子供の将来の為に、色々な選択肢を与えられる社会は素晴らしいと思う。でも、やる気のない子供を甘やかしても、結局、効果なんてあるわけがない。子供を変えるのは、親でも社会でもなく、本人の気持ち一つなんだ。あくまで俺達、大人は、「ある一つの生き方」を証明しているだけの存在に過ぎない。きっかけがわからない連中に対しては、教育者がその役割をすればいい。

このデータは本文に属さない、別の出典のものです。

PR #71, opened 2020-02-19
Refs #28901 - Support SSL connection for external postgresql database

wbclark:


manifests/init.pp
```diff
@@ -54,6 +54,21 @@
 # @param postgresql_manage_db
 #   Whether or not to manage the PostgreSQL installation. If false, a database at the specified host and port is expected to exist and the user should have sufficient permissions.
 #
+# @param postgresql_db_ssl
+#   Whether to configure SSL connection for postgres database. The configuration is only applied if the postgres database is unmanaged.
```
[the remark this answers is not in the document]
wbclark: @ekohl done.

wbclark:
Thanks for suggesting the use of the helper function, @ekohl . That works very nicely.

templates/settings.py.erb
```diff
@@ -9,7 +9,15 @@ DATABASES = {
...
         'HOST': '<%= scope['pulpcore::postgresql_db_host'] %>',
         'PORT': '<%= scope['pulpcore::postgresql_db_port'] %>',
-    }
+<% if scope['pulpcore::postgresql_db_ssl'] && !scope['pulpcore::postgresql_db_manage'] -%>
+	'OPTIONS': {
+            'sslmode': '<%= scope['pulpcore::postgresql_db_ssl_require'] ? 'require' : 'disable' %>',
+            'sslcert': '<%= scope['pulpcore::postgresql_db_ssl_cert'] %>',
+            'sslkey': '<%= scope['pulpcore::postgresql_db_ssl_key'] %>',
+            'sslrootcert': '<%= scope['pulpcore::postgresql_db_ssl_root_ca'] %>',
+        },
```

バーチャルの世界でもいい。根暗でもいいさ。俺も究極の自己満足主義者だ。自己満足は、人に迷惑をかけるものでなければ、実行力・行動力に必ず反映されるものだ。現実社会を直視できずにいることは、むしろ子供だから当然のことなんだよ。
そこを、大人や社会が変に口を挟みだすとまたおかしくなる。

だから、俺は言うよ。
「年寄りの背中を見ろよ」

 俺も若い奴が大好きだ。日本の将来の為に、少しでも役に立ってもらいたいと思う。でも、それが甘えになってはいけない。つまり、昔からの日本人がやってきたように「お爺さん、お婆さんの背中を見る」ということだ。モノを作るにしても、食べ物の保存方法にしても、みんなそうした昔の人達が一つ一つ作り上げて現実の形となっていることを忘れてはいけないと思う。

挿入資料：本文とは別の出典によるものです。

PR #72, opened 2020-02-24
Fixes #29069 - Apply selinux labels to pulpcore ports

wbclark:


manifests/install.pp
```diff
@@ -18,4 +18,18 @@
     ensure => present,
   }
 
+  selinux::port { 'pulpcore-api-port':
```
ekohl: I'd consider this config because it needs the install for the package to be installed. We may also need to ensure `pulpcore-selinux` is installed (in `install.pp`)

wbclark: @ekohl I've moved those declarations into `config.pp`

About the package, I found this: https://github.com/theforeman/foreman-packaging/pull/4648/files#r382513097

From that discussion it seems that we really can't rely on `python3-pulpcore` to install `pulpcore-selinux` so I've declared the package as well.

manifests/install.pp
```diff
@@ -1,12 +1,16 @@
-# @summary Install pulpcore packages
-# Currently this is done with pip3. This should have the option to also install via RPMs.
+# @summary Install pulpcore packages, configure user and group, label ports
```
ekohl:
```suggestion
# @summary Install pulpcore packages, configure user and group
```

manifests/install.pp
```diff
@@ -1,12 +1,16 @@
...
+#
 # @api private
 class pulpcore::install {
 
   package { 'python3-pulpcore':
     ensure => present,
   }
 
+  package { 'pulpcore-selinux':
```
ekohl: Our CI env in Travis doesn't have SELinux enabled because it's a container. You may run into this and in that case this (and the ports) probably need to be wrapped in `if $facts['os']['selinux']['enabled'] {}`

ekohl: To be clear: I prefer to use the types unconditionally. https://github.com/voxpupuli/puppet-selinux/commit/ff459f3747e496670a10485cfd2c22d3e96e97d9 is in puppet-selinux 3.1.0 so it should work without. I'd also expect the RPM to be installable.

wbclark: Great. I'll unrwap the ports and but leave the pulpcore-selinux package wrapped in that case.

 今の子供は、インターネットで、必要な情報や解決方法を即座に答えを見つけることができる。そこまでに至った「目に見えぬ根拠」というものを探ろうとしない。便利になった社会になり、大人達が子供を甘やかすことで、高齢者を尊ぶ思いは確実に崩れていったと思っている。
 
 でも、俺は決して現代の子供達を否定するつもりもない。便利になっていいじゃないか、チヤホヤされるのも少子化社会だから当然のことさ。俺だって綺麗ごと抜かしているけど、ドップリぬるま湯につかって育ってきた世代さ。

 ただ、考えてもらいたいことは、小さくやせ細った背中は、戦争という地獄をくぐり抜けてきた。戦後貧しい日本において、生きる為に戦い抜いた歴史がそこには刻み込まれている。だから、俺達は、常に人生の先輩達に敬意を払わなければいけない。イメージ力を高め、時代を回想し、今の幸せに感謝することを忘れてはいけないと思う。

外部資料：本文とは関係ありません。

PR #73, opened 2020-02-28
Refs #28901 - Fix settings.py.erb

rafaelguerra01:


templates/settings.py.erb
```diff
@@ -9,7 +9,7 @@ DATABASES = {
         'PASSWORD': '<%= scope['pulpcore::postgresql_db_password'] %>',
         'HOST': '<%= scope['pulpcore::postgresql_db_host'] %>',
         'PORT': '<%= scope['pulpcore::postgresql_db_port'] %>',
-<% if scope['pulpcore::postgresql_db_ssl'] && !scope['pulpcore::postgresql_db_manage'] -%>
+<% if scope['pulpcore::postgresql_db_ssl'] && !scope['pulpcore::postgresql_manage_db'] -%>
```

そして、そのことを我々が実践することで、少しずつ若い世代の心に響いてくるものではないだろうか。それが、老人福祉論の根幹ではないかと思っている。

俺は死ぬまで高齢者のことを考えて生きていく。ガキのためになんてさらさら思っちゃいない。俺が魂を込めてお年寄りと接することで、その背中を見て若い世代の連中は何かを感じ取ってくれるはずだ。そう信じている。

 「背中に学ぶ」。それが日本人らしい、美しい教育文化だと思っている。